シリア出身クラリネット奏者キナン・アズメとNYの革新的弦楽四重奏団の共演作

Kinan Azmeh & Brooklyn Rider - Starlighter

Kinan Azmeh & Brooklyn Rider『Starlighter』

シリア出身のクラリネット奏者/作曲家キナン・アズメ(Kinan Azmeh)と、米国の弦楽四重奏団ブルックリン・ライダー(Brooklyn Rider)の共演作『Starlighter』は、クラシックやジャズの分野で革新的な活躍を続ける両者の長年のコラボレーションを記念するクラリネット五重奏の作品だ。

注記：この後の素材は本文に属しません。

PR #657, opened 2021-01-05
Fix warnings

varunagrawal:
This PR fixes a bunch of cmake and compiler warnings.

### DIFF
--- a/gtsam/3rdparty/metis/CMakeLists.txt
+++ b/gtsam/3rdparty/metis/CMakeLists.txt
@@ -1,4 +1,4 @@
-cmake_minimum_required(VERSION 2.8)
+cmake_minimum_required(VERSION 3.0)
 project(METIS)
 
 # Add flags for currect directory and below
--- a/gtsam/nonlinear/tests/testValues.cpp
+++ b/gtsam/nonlinear/tests/testValues.cpp
@@ -175,9 +175,7 @@ TEST(Values, basic_functions)
 {
   Values values;
   const Values& values_c = values;
-  Matrix23 M1, M2;
-  M1 << 0, 0, 0, 0, 0, 0;
-  M2 << 0, 0, 0, 0, 0, 0;
+  Matrix23 M1 = Matrix23::Zero(), M2 = Matrix23::Zero();
   values.insert(2, Vector3(0, 0, 0));
   values.insert(4, Vector3(0, 0, 0));
   values.insert(6, M1);
--- a/gtsam/nonlinear/tests/testValues.cpp
+++ b/gtsam/nonlinear/tests/testValues.cpp
@@ -175,10 +175,13 @@ TEST(Values, basic_functions)
 {
   Values values;
   const Values& values_c = values;
-  values.insert(2, Vector3());
-  values.insert(4, Vector3());
-  values.insert(6, Matrix23());
-  values.insert(8, Matrix23());
+  Matrix23 M1, M2;
+  M1 << 0, 0, 0, 0, 0, 0;
+  M2 << 0, 0, 0, 0, 0, 0;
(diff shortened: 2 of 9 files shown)


gtsam/nonlinear/tests/testValues.cpp
```diff
@@ -175,10 +175,13 @@ TEST(Values, basic_functions)
...
-  values.insert(2, Vector3());
-  values.insert(4, Vector3());
-  values.insert(6, Matrix23());
-  values.insert(8, Matrix23());
+  Matrix23 M1, M2;
+  M1 << 0, 0, 0, 0, 0, 0;
+  M2 << 0, 0, 0, 0, 0, 0;
+  values.insert(2, Vector3(0, 0, 0));
+  values.insert(4, Vector3(0, 0, 0));
+  values.insert(6, M1);
```
dellaert, line 183: How about Z_2x3 ?

gtsam/3rdparty/metis/CMakeLists.txt
```diff
@@ -1,4 +1,4 @@
-cmake_minimum_required(VERSION 2.8)
```
dellaert, line 1: We can't make changes inside metis. Licensing and upgrade difficulties.

gtsam/slam/GeneralSFMFactor.h
```diff
@@ -70,6 +70,7 @@ class GeneralSFMFactor: public NoiseModelFactor2<CAMERA, LANDMARK> {
 protected:
 
   Point2 measured_; ///< the 2D measurement
+  bool verbose_; ///< Flag for print verbosity
```
dellaert, line 73: Adding a boolean flag for 100k factors in an SFM problem. Problematic. Propose to leave this out of this PR and discuss a better strategy

dellaert (changes requested):
Nice. But. Some issues, in comments.

gtsam/3rdparty/metis/CMakeLists.txt
varunagrawal: Interesting. I saw the git-blame for this CMake file and this file has been updated before, hence I went ahead. Does this new information change anything?

gtsam/nonlinear/tests/testValues.cpp
varunagrawal: `Z_2x3` isn't defined but I see what you mean.

gtsam/3rdparty/metis/CMakeLists.txt
dellaert: Actually, maybe the Makefile is what we added, and we should not make changes in the library itself.

gtsam/slam/GeneralSFMFactor.h
varunagrawal: Alright. Should I leave the exception printing in? Ideally that should be part of a logging framework. I'll already looked up some options.

dellaert: No, no printing. Let's leave for when we have logging, which would be great. I do like glog :-)

gtsam/3rdparty/metis/CMakeLists.txt
varunagrawal: Yup, the library is unchanged. :slightly_smiling_face: Guess we'll keep this update.

gtsam/slam/GeneralSFMFactor.h
varunagrawal: Yeah glog and CodeCov (for unit test code coverage) are two things on my radar. I'll create an issue for it that someone else can tackle.

dellaert (approved):

PR #659, opened 2021-01-06
Adding default point color to `SfmTrack` to fix equality check

ayushbaid:
The `equals` method fails right now when we run bundle adjustment on the same input twice. I checked that all the 2D measurements and 3d point match, but the color comparison fails. 

Adding a default value fixes the comparison.


varunagrawal (approved):
LGTM though it would be nice to have methods to set/get those values. Perhaps put in the default values in the constructor?

johnwlambert (approved):

gtsam/slam/dataset.h
```diff
@@ -221,7 +221,7 @@ struct SfmTrack {
   SfmTrack(): p(0,0,0) {}
   SfmTrack(const gtsam::Point3& pt) : p(pt) {}
```
johnwlambert, line 222: @varunagrawal @ayushbaid perhaps we should do
```
SfmTrack(r = 0, g = 0, b = 0): p(0,0,0), r(r), g(g), b(b) {}
SfmTrack(const gtsam::Point3& pt, r = 0, g = 0, b = 0) : p(pt), r(r), g(g), b(b) {}
```
so we can use the RGB values later in rendering?

johnwlambert: perhaps `unsigned char` is more appropriate?

varunagrawal: `size_t`

varunagrawal: Actually keeping it float makes sense in case the values aren't in the 0-255 range.

ProfFan: I would say it's probably better to rethink this a bit: what if the image is 12bit per channel? What if the input is grayscale? What are the implications of assuming 8bit RGB?

johnwlambert: totally fair, good points

gtsam/slam/dataset.h
```diff
@@ -218,8 +218,9 @@ typedef std::pair<size_t, size_t> SiftIndex;
 
 /// Define the structure for the 3D points
 struct SfmTrack {
-  SfmTrack(): p(0,0,0) {}
-  SfmTrack(const gtsam::Point3& pt) : p(pt) {}
+  SfmTrack(float r = 0, float g = 0, float b = 0): p(0,0,0), r(r), g(g), b(b) {}
+  SfmTrack(const gtsam::Point3& pt, float r = 0, float g = 0, float b = 0) : p(pt), r(r), g(g), b(b) {}
```
varunagrawal, line 222: Formatting please. Also, a good convention is to have struct/class variables be something like `r_` and then have the initializer list be `r_(r)`. This is consistent with Google C++ style which we follow.

gtsam/slam/dataset.h
```diff
@@ -218,8 +218,9 @@ typedef std::pair<size_t, size_t> SiftIndex;
...
+ 
   Point3 p; ///< 3D position of the point
   float r, g, b; ///< RGB color of the 3D point
```
varunagrawal, line 225: Please add a getter for this?

Something as simple as 
```cpp
Point3 rgb() const { return Point3(r_, g_, b_); }
```

varunagrawal (changes requested):
Some minor things to complete this PR.

gtsam/slam/dataset.h
johnwlambert: Added, thanks

gtsam/slam/dataset.h
johnwlambert: I like the style suggestion, but this would involve renaming all of the variables in the class, since none adhere to that guideline. @dellaert would you like to see a big change like that?

gtsam/slam/dataset.h
johnwlambert: @ProfFan maybe we can discuss this a bit more -- I do think that 8bit is much more common for our use cases in GTSAM and GTSFM, and I also think that if the input is grayscale, they wouldn't use the RGB attributes in the first place. And I think this attribute is purely for 3d point cloud visualization purposes, and I don't think grayscale values would contribute meaningfully to a 3d visualization.

ayushbaid: Agree with John. As this is just used for visualization, we can just stick with float R, G, B values, normalized to [0, 1] range.

gtsam/slam/dataset.h
varunagrawal: I would vote for it since due to the previous lack of getters, it won't be an API change, so we should be able to maintain backwards compatibility.

dellaert: Actually, for *classes* the convention is underscore, for structs it is not (and should not).
It is an API change as these fields are public.

dellaert (approved):
Approving *without* the name change for the fields.

gtsam/slam/dataset.h
johnwlambert: Got it, thanks

varunagrawal: Ah you're right. My mistake.

PR #662, opened 2021-01-11
Serialization unit tests in python for SfmData

johnwlambert:


python/gtsam/tests/test_SfmData.py
```diff
@@ -75,5 +75,12 @@ def test_data(self):
         cam_idx, img_measurement = self.data.track(1).measurement(0)
         self.assertEqual(cam_idx, i1)
 
+        
+    def test_serialize(self):
+        """Test that serialization works for SfmData objects"""
+        self.assertTrue(isinstance(self.data, gtsam.SfmData))
+        serialized_data = self.data.serialize()
+        self.assertTrue(isinstance(serialized_data, str))
```
varunagrawal, line 83: This test should be a whole-round test, where you serialize, then deserialize and verify whether the object is still the same.

johnwlambert: Good point, thanks, I'll update that

dellaert:
Let’s land?

PR #670, opened 2021-01-14
Fix GTSAM_EXPORT

RamadanAhmed:
Fix GTSAM_EXPORT for some classes and function

- Remove GTSAM_EXPORT from template function because its must be implmented in header and so there is nothing to export
- Add GTSAM_EXPORT to Shanon Averaging2/3 to export these classes that are used in examples


varunagrawal (approved):
Awesome! This was on my TODO list, so thanks a ton for the PR.

PR #671, opened 2021-01-15
FunctorizedFactor2

varunagrawal:
This PR adds a binary version of the `FunctorizedFactor`.

Since a lot of operations we perform involve at least 2 keys (e.g. projection of unknown landmarks with unknown cameras), this factor provides a very easy way to add custom functionals involving 2 keys, such as custom sensors for specific projects.

Please refer to the tests for an example of a simple Matrix-Vector product.


dellaert (approved):
Cool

静謐で洗練された中に、ふくよかなクラリネットの音色で奏でられる中東音楽の旋律をさりげないスパイスのようにブレンド。緻密にアレンジされたアンサンブルは細部まで実に表情豊かで心地よい。数曲でスイス出身のパーカッション奏者マティアス・クンズリ(Mathias Kunzli)も参加し、リズムによって全体を強力に推進するエキサイティングな演奏を聴かせてくれる。

ライヴの動画

(1〜3)「In the Element」と(5)「Dabke on Martense Street」はキナン・アズメ作曲。
(4)「Starlighter」と(6)「Everywhere Is Falling Everywhere」はキナン・アズメとブルックリン・ライダーの共作曲。

Kinan Azmeh プロフィール

キナン・アズメは1976年シリア・ダマスカス生まれ。6歳からクラリネットを始めた彼は、8歳のときに初めて曲を書き、タイトルに「お母さんへ」と付けたが、1年後に少し罪悪感を感じて「お父さんと妹」も付け加えたという。

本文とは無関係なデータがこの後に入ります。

PR #1037, opened 2022-01-16
Better DiscreteConditional

dellaert:
This PR has 
- creation of joint densities using operator*. It replaces the very poorly tested and confusing `Compose`, which was not used anywhere.
- extensive testing
- removed toFactor, which is a remnant from when we did not inherit from factors
- exposes creation of a DiscretePrior from a vector of floats.
- added a constructor from an ADT
- some smaller documentation improvements

### DIFF
--- a/python/gtsam/tests/test_DiscreteConditional.py
+++ b/python/gtsam/tests/test_DiscreteConditional.py
@@ -16,6 +16,13 @@ import unittest
 from gtsam import DecisionTreeFactor, DiscreteConditional, DiscreteKeys
 from gtsam.utils.test_case import GtsamTestCase
 
+# Some DiscreteKeys for binary variables:
+A = 0, 2
+B = 1, 2
+C = 2, 2
+D = 4, 2
+E = 3, 2
+
 
 class TestDiscreteConditional(GtsamTestCase):
     """Tests for Discrete Conditionals."""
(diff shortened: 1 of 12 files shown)


python/gtsam/tests/test_DiscreteConditional.py
```diff
@@ -36,6 +43,53 @@ def test_single_value_versions(self):
...
+                self.assertAlmostEqual(
+                    actual(v), AB_given_D(v) * C_given_DE(v))
+
+    def test_marginals(self):
+        conditional = DiscreteConditional(A, [B], "1/2 2/1")
+        prior = DiscreteConditional(B, "1/2")
+        pAB = prior * conditional
+        self.gtsamAssertEquals(prior, pAB.marginal(B[0]))
+
+        pA = DiscreteConditional(A % "5/4")
```
varunagrawal, line 90: What is happening over here? We have `(0, 2) % "5/4"`, not sure if this should be `(0, 2), "5/4"`.

varunagrawal (approved):
LGTM sans one comment

python/gtsam/tests/test_DiscreteConditional.py
dellaert: Yeah, will fix that

varunagrawal: I am making fixes since other stuff is also breaking. 🙂

dellaert:
Thanks! Now I'm behind a CI traffic jam, though, so I'd prefer if you just comment in future? :-)

varunagrawal:
It'll be fast enough. Go enjoy a hot cup of coffee in this weather and it will be done before you know it. :)

dellaert:
> It'll be fast enough. Go enjoy a hot cup of coffee in this weather and it will be done before you know it. :)

pretty please. I need to get this release out.

PR #1039, opened 2022-01-16
Rename DiscretePrior -> DiscreteDistribution

dellaert:
I added the class `DiscretePrior` in 4.2a0 for pedagogical reasons in the [evolving book](https://www.roboticsbook.org/intro.html). It turns out that it is much more useful than just use as a prior, in particular for implementing Bayes law in section 2.4. Hence, here I am renaming it in this pre-release to `DiscreteDistribution`. This PR is almost exclusively a global rename.

Please don't push anything until I released next alpha release, I can't afford to wait for a lengthy CI. TAs need this.

### DIFF
--- a/gtsam/discrete/DiscreteBayesNet.h
+++ b/gtsam/discrete/DiscreteBayesNet.h
@@ -19,7 +19,7 @@
 #pragma once
 
 #include <gtsam/discrete/DiscreteConditional.h>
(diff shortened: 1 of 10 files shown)


ProfFan (approved):

dellaert:
Thanks !!!

PR #1041, opened 2022-01-17
Finish release 4.2a3

dellaert:
merges all commits since last release.


dellaert:
Thanks. Please note there is also https://github.com/borglab/gtsam/pull/1040 to approve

ダマスカスの音楽院でアラビア音楽やクラシックを学び、米国ニューヨークのジュリアード音楽院で音楽の修士号を取得した。1997年、ロシアのモスクワで開催されたニコライ・ルビンスタイン国際青少年コンクールでアラブ人として初めて優勝。

クラリネットのソリストとしてニューヨーク・フィルハーモニー管弦楽団、シアトル交響楽団、ベルリン・ドイツ交響楽団、カタール・フィルハーモニー管弦楽団、シリア交響楽団など世界各地のオーケストラで演奏したり、ヨーヨー・マ、ジョン・マクララフリン、ラーシュ・ダニエルソンといった著名な演奏家と数多くの共演を重ねてきた。

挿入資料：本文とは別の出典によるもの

PR #1042, opened 2022-01-18
Added a convenience function for plotting 2D points.

magicbycalvin:
Included a convenience function for plotting 2D points in Python. The new code closely resembles the existing plotting functions available in `gtsam.utils.plot`. Plotting a 2D point is useful for visualizing the location of landmarks.

### DIFF
--- a/python/gtsam/utils/plot.py
+++ b/python/gtsam/utils/plot.py
@@ -125,7 +125,10 @@ def plot_point2_on_axes(axes,
     if P is not None:
         w, v = np.linalg.eig(P)
 
-        # k = 2.296
+        # "Sigma" value for drawing the uncertainty ellipse. 5 sigma corresponds
+        # to a 99.9999% confidence, i.e. assuming the estimation has been
+        # computed properly, there is a 99.999% chance that the true position
+        # of the point will lie within the uncertainty ellipse.
         k = 5.0
 
         angle = np.arctan2(v[1, 0], v[0, 0])
--- a/python/gtsam/utils/plot.py
+++ b/python/gtsam/utils/plot.py
@@ -10,7 +10,7 @@ from matplotlib import patches
 from mpl_toolkits.mplot3d import Axes3D  # pylint: disable=unused-import
 
 import gtsam
-from gtsam import Marginals, Point3, Pose2, Pose3, Values
+from gtsam import Marginals, Point2, Point3, Pose2, Pose3, Values
 
 
 def set_axes_equal(fignum: int) -> None:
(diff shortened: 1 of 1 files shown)


python/gtsam/utils/plot.py
```diff
@@ -108,6 +108,66 @@ def plot_covariance_ellipse_3d(axes,
...
+        axes (matplotlib.axes.Axes): Matplotlib axes.
+        point: The point to be plotted.
+        linespec: String representing formatting options for Matplotlib.
+        P: Marginal covariance matrix to plot the uncertainty of the estimation.
+    """
+    axes.plot([point[0]], [point[1]], linespec, marker='.', markersize=10)
+    if P is not None:
+        w, v = np.linalg.eig(P)
+
+        # k = 2.296
```
varunagrawal, line 128: Kill this line? And maybe add a comment on what `k` is?

varunagrawal (approved):
LGTM but please address my comment before merging.

python/gtsam/utils/plot.py
magicbycalvin: I removed the commented out line and included a comment as to what `k` is (the "sigma" value for the uncertainty ellipse). I specifically chose 5 sigma as that is the same value used in the other functions, such as `plot_pose2_on_axes`.
Thanks!

dellaert:
@varunagrawal I'll let you merge

python/gtsam/utils/plot.py
```diff
@@ -108,6 +108,69 @@ def plot_covariance_ellipse_3d(axes,
...
+        axes (matplotlib.axes.Axes): Matplotlib axes.
+        point: The point to be plotted.
+        linespec: String representing formatting options for Matplotlib.
+        P: Marginal covariance matrix to plot the uncertainty of the estimation.
+    """
+    axes.plot([point[0]], [point[1]], linespec, marker='.', markersize=10)
+    if P is not None:
+        w, v = np.linalg.eig(P)
+
+        # "Sigma" value for drawing the uncertainty ellipse. 5 sigma corresponds
```
senselessDev, line 128: @magicbycalvin This is not correct in 2D, your values seem to be for the 1D case. See `Geometric interpretation` [here](https://en.wikipedia.org/wiki/Multivariate_normal_distribution#Properties) and read [this](https://stackoverflow.com/a/39749274/1959116). Can you fix that in another PR?

dellaert: Actually, I added a note in #1063, and I think k=5 indeed corresponds to 99.9996% in 2D case. Check the note and let me know... That PR could be amended to accommodate a change if needed, if @gchenfc does not merge it first.

dellaert: It's in plot.py, in that PR

magicbycalvin: Just now seeing this discussion. I have since added an additional PR addressing the comments above.

senselessDev: > Actually, I added a note in #1063, and I think k=5 indeed corresponds to 99.9996% in 2D case. Check the note and let me know... That PR could be amended to accommodate a change if needed, if @gchenfc does not merge it first.

While I agree with 99.9996% (see #1067), that is not what was written in the comment:

> to a 99.9999% confidence, i.e. assuming the estimation has been computed properly, there is a 99.999% chance that the true position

キナン・アズメは音楽をジャンルに分類することを嫌う。彼にとって音楽とはただの音楽であり、クラシック、東洋、西洋、または現代音楽といった分類は意味のないものだという。彼がこれまでにあらゆる音楽から少しずつ影響を受け、彼自身のものとして消化し、その時々のインスピレーションを得て演奏する音楽は、それはどのようなサウンドであれ、等しくキナン・アズメという極めて個性的なアーティストの音となって表れる。

Brooklyn Rider プロフィール

ブルックリン・ライダーはニューヨーク市ブルックリンを拠点とする弦楽四重奏団で、メンバーはヴァイオリンのジョニー・ガンデルスマン(Johnny Gandelsman)とコリン・ヤコブセン(Colin Jacobsen)、ヴィオラのニコラス・コーズ(Nicholas Cords)、チェロのマイケル・ニコラス(Michael Nicolas)で構成されている。
彼らの音楽もまた、ジャンルを枠を超える。クラシックが中心にあることは間違いないが、ジャズ、フォーク、ロック、世界各地の伝統音楽といった音楽を分け隔てなく吸収しアレンジに加え、個性的な演奏表現の一部としている。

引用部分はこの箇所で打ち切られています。